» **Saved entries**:
PR #2714, opened 2023-01-09
[Zones] Add Max Level Check to Zones.

Kinglykrab:
# Perl
- Add `$client->CanEnterZone(zone_short_name)`.
- Add `$client->CanEnterZone(zone_short_name, instance_version)`.

# Lua
- Add `client:CanEnterZone(zone_short_name)`.
- Add `client:CanEnterZone(zone_short_name, instance_version)`.

# Rules
- Add `World:FailedRequirementBootZoneID`.

# Notes
- Allows operators to set a boot zone for when players fail requirements and somehow have entered the zone anyway.
- Allows operators to limit zones to a maximum level.
- Allows operators to see if a player can enter a zone before sending them.
- Keeps players from entering via `#peqzone` and `#zone` as well if they do not meet the requirements or are not high enough status to bypass the requirements.

### DIFF
--- a/zone/client_packet.cpp
+++ b/zone/client_packet.cpp
@@ -904,9 +904,9 @@ void Client::CompleteConnect()
 	heroforge_wearchange_timer.Start(250);
 
 	// enforce some rules..
-	if (!CanBeInZone()) {
+	if (!CanEnterZone()) {
 		LogInfo("Kicking character [{}] from zone, not allowed here (missing requirements)", GetCleanName());
-		GoToSafeCoords(ZoneID("arena"), 0);
+		GoToSafeCoords(RuleI(World, FailedRequirementBootZoneID), 0);
 		return;
 	}
 }
--- a/zone/client_packet.cpp
+++ b/zone/client_packet.cpp
@@ -906,7 +906,7 @@ void Client::CompleteConnect()
 	// enforce some rules..
 	if (!CanEnterZone()) {
 		LogInfo("Kicking character [{}] from zone, not allowed here (missing requirements)", GetCleanName());
-		GoToSafeCoords(RuleI(World, FailedRequirementBootZoneID), 0);
+		GoToBind();
 		return;
 	}
 }
--- a/zone/zoning.cpp
+++ b/zone/zoning.cpp
@@ -1215,7 +1215,7 @@ void Client::SetPEQZoneFlag(uint32 zone_id) {
 	}
 }
 
-bool Client::CanBeInZone() {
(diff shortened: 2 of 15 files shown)


zone/client_packet.cpp
```diff
@@ -904,9 +904,9 @@ void Client::CompleteConnect()
 	heroforge_wearchange_timer.Start(250);
 
 	// enforce some rules..
-	if (!CanBeInZone()) {
+	if (!CanEnterZone()) {
 		LogInfo("Kicking character [{}] from zone, not allowed here (missing requirements)", GetCleanName());
-		GoToSafeCoords(ZoneID("arena"), 0);
+		GoToSafeCoords(RuleI(World, FailedRequirementBootZoneID), 0);
```
Akkadius, line 909: It's possible that the client still can't even enter what's configured for a default here.

It might make sense to have it reroute them to bind

zone/zoning.cpp
```diff
@@ -1224,38 +1224,55 @@ bool Client::CanBeInZone() {
...
 	}
 
-	safe_x       = z->safe_x;
-	safe_y       = z->safe_y;
-	safe_z       = z->safe_z;
-	safe_heading = z->safe_heading;
-	min_status   = z->min_status;
-	min_level    = z->min_level;
+	if (GetLevel() < z->min_level) {
+		LogDebug(
```
Akkadius, line 1237: Let's change all of these `LogDebug`'s to `LogInfo`

`LogDebug` is nice during development but it should probably live somewhere, either a category oriented log sink or just the default "Info"

This information would be useful to at the very minimum see in the info category

zone/zoning.cpp
```diff
@@ -1215,7 +1215,7 @@ void Client::SetPEQZoneFlag(uint32 zone_id) {
 	}
 }
 
-bool Client::CanBeInZone() {
```
Akkadius, line 1218: It's great we're aggregating validation in one function for this, cleans things up.

I'm thinking this should be used in `Handle_OP_ZoneChange` since that is where we send zone cancels if they do not meet requirements.

We already duplicate some of this logic there and it would make sense to have it call it there as well.

I would say that would eliminate the need to have the checks in the commands, but when zone cancel is called - it actually sends the client back to safe coordinates and sometimes drops them from the ceiling which is another issue that we need to trace down and fix.

Regardless, I would add a check of `CanBeInZone` in `Handle_OP_ZoneChange`

Akkadius (approved):
Clean. Minor comments, LGTM

Kinglykrab:
Will consolidate code this afternoon.

Issue #338, opened 2015-01-15
Replace abs, abs64, ABS, fabs, etc with std::abs


mackal:
We should now be using compilers that have all the correct C++11 overloads for these functions. Most of the 'cheap abs' macros will probably not actually matter with optimizations enabled.

Benefit? No silent narrowing or silly macros.

Kinglykrab:
Resolved by https://github.com/EQEmu/Server/pull/2739 unless there's more I don't see.

PR #2739, opened 2023-01-15
[Cleanup] Make use of std::abs where possible.

Kinglykrab:
# Notes
- Resolves https://github.com/EQEmu/Server/issues/338


Akkadius (approved):
<3

PR #2744, opened 2023-01-15
[Bug Fix] HasPet() Zone Crashes

Aeadoin:
Fixes numerous Zone Crashes that I've seen on KMRA recently where null instance is passed into methods.

here's some where HasPet() returns true, but GetPet() returns null... causing a crash.

[crash_lopingplains_version_0_inst_id_0_port_7061_684812.log](https://github.com/EQEmu/Server/files/10421306/crash_lopingplains_version_0_inst_id_0_port_7061_684812.log)
[crash_oldfieldofbone_version_0_inst_id_0_port_7033_3364593.log](https://github.com/EQEmu/Server/files/10421307/crash_oldfieldofbone_version_0_inst_id_0_port_7033_3364593.log)
[crash_lopingplains_version_0_inst_id_0_port_7043_1953522.log](https://github.com/EQEmu/Server/files/10421308/crash_lopingplains_version_0_inst_id_0_port_7043_1953522.log)

### DIFF
--- a/zone/npc.cpp
+++ b/zone/npc.cpp
@@ -3573,8 +3573,8 @@ void NPC::AIYellForHelp(Mob *sender, Mob *attacker)
 
 	LogAIYellForHelp(
 		"NPC [{}] ID [{}] is starting to scan",
-		(!this ? "NULL MOB" : GetCleanName()),
-		(!this ? 0 : GetID())
+		GetCleanName(),
+		GetID()
 	);
 
 	for (auto &close_mob : entity_list.GetCloseMobList(sender)) {
--- a/zone/npc.cpp
+++ b/zone/npc.cpp
@@ -3573,8 +3573,8 @@ void NPC::AIYellForHelp(Mob *sender, Mob *attacker)
 
 	LogAIYellForHelp(
 		"NPC [{}] ID [{}] is starting to scan",
-		GetCleanName(),
-		GetID()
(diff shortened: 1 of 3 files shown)


zone/npc.cpp
```diff
@@ -3573,8 +3573,8 @@ void NPC::AIYellForHelp(Mob *sender, Mob *attacker)
 
 	LogAIYellForHelp(
 		"NPC [{}] ID [{}] is starting to scan",
-		GetCleanName(),
-		GetID()
+		(!this ? "NULL MOB" : GetCleanName()),
```
mackal, line 3576: This change shouldn't be necessary. `this` can never be null in well formed code, so something else has to be the cause of the crash if it's crashing here (or maybe the line numbers were wrong?)


(checking `this` against null I guess was a thing back in the 90s, but that's because the compilers/implementations were special ...)

Aeadoin: Okay, that makes sense. not sure what else it would have been there. like you said, maybe the line numbers are different now, since this crash was last week.

zone/pets.cpp
```diff
@@ -529,6 +529,24 @@ Mob* Mob::GetPet() {
 	return(tmp);
 }
 
+bool Mob::HasPet() const {
+
```
Kinglykrab, line 533: Extra new line here.

mackal (approved):

Kinglykrab (approved):

PR #3027, opened 2023-03-05
[Bots] Place BOT_COMMAND_CHAR inside messages

trentdm:
Fixing an issue with bot portal/circle lists not sending the correct command when the player interacts. The bot command char, `^`, was not being properly formatted to a string.

image


Kinglykrab:
Fixed this by just putting the `^` character in the string itself, no reason to build it on to it when we don't do this in most other places.

Aeadoin (approved):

» **What is required**: Transcribe verbatim. Cover the lines from the first line of the entries above to the line containing "- Allows operators to limit", inclusive.

» **Output of the task**:
PR #2714, opened 2023-01-09
[Zones] Add Max Level Check to Zones.

Kinglykrab:
# Perl
- Add `$client->CanEnterZone(zone_short_name)`.
- Add `$client->CanEnterZone(zone_short_name, instance_version)`.

# Lua
- Add `client:CanEnterZone(zone_short_name)`.
- Add `client:CanEnterZone(zone_short_name, instance_version)`.

# Rules
- Add `World:FailedRequirementBootZoneID`.

# Notes
- Allows operators to set a boot zone for when players fail requirements and somehow have entered the zone anyway.
- Allows operators to limit zones to a maximum level.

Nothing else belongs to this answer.